### SOURCE INFORMATION
PR #26, opened 2023-05-05
Support for per-platform config + custom scaling factor setting on Linux

ileonte:
This PR adds the following changes:
1. each platform backend now defines a top-level section for platform-specific options, a platform-specific structure to hold the options it cares about and a custom option parsing function that gets invoked from the main config parsing logic.
2. a new config file option on Linux to allow users to override the content scaling factor

### DIFF
--- a/src/config_parser.jai
+++ b/src/config_parser.jai
@@ -40,6 +40,9 @@ parse_config :: (name: string, filename: string, file_data: string) -> Config, s
                 success, error_msg := parse_style_line(*parser, line);
                 if !success return result, false, error_msg;
 
+            case .platform;
+                success, error_msg := platform_parse_config_line(*parser, line);
+                if !success return result, false, error_msg;
         }
     }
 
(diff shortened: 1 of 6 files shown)


src/config_parser.jai
```diff
@@ -172,6 +177,11 @@ log_parser_error :: (handler: Text_File_Handler, format: string, args: .. Any, f
     return message;
 } @PrintLike
 
+log_parser_error :: (full_path: string, line_number: int, message: string, flags := Log_Flags.NONE, loc := #caller_location) {
+    new_message := tprint("Line % of '%': %", line_number, full_path, message);
+    log(new_message, flags=Log_Flags.ERROR|flags, loc=loc);
+}
+
```
focus-editor, line 184: Not sure I understand the purpose of this function - why is the one above not good enough?

ileonte: The purpose is to take a pre-formatted message as parameter instead of a format string. In theory such a message could contain a `%` character which would cause the existing version to fail.

focus-editor: Thanks for the explanation. I'll merge it now but please consider writing a short comment to not leave people wondering why it's there

PR #30, opened 2023-05-06
Fix input in the search bar not working on Linux (and probably MacOS as well)

ileonte:
Make `active_editor_handle_event()` aware of the latest input event handling changes.
Untested on Windows.


focus-editor:
My oversight, thank you for fixing it!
######
[PROBLEM STATEMENT] Search the listing above for "function" and copy every line that has it.

[SOLUTION]
1. each platform backend now defines a top-level section for platform-specific options, a platform-specific structure to hold the options it cares about and a custom option parsing function that gets invoked from the main config parsing logic.
focus-editor, line 184: Not sure I understand the purpose of this function - why is the one above not good enough?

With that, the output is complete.